## [Prompt]
Write out the whole listing exactly.

((

PR #206, opened 2020-08-02
Add regularization in CRAIGMR

amontoison:
I found a way to update x without computing Aᵀy, even if λ > 0 in CRAIGMR! With this pull request, #171 and #128 everything is now generalized for saddle-point / SQD systems.

### DIFF
--- a/src/craigmr.jl
+++ b/src/craigmr.jl
@@ -5,7 +5,7 @@
 #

))

## [Solution]
PR #206, opened 2020-08-02
Add regularization in CRAIGMR

amontoison:
I found a way to update x without computing Aᵀy, even if λ > 0 in CRAIGMR! With this pull request, #171 and #128 everything is now generalized for saddle-point / SQD systems.

### DIFF
--- a/src/craigmr.jl
+++ b/src/craigmr.jl
@@ -5,7 +5,7 @@
 #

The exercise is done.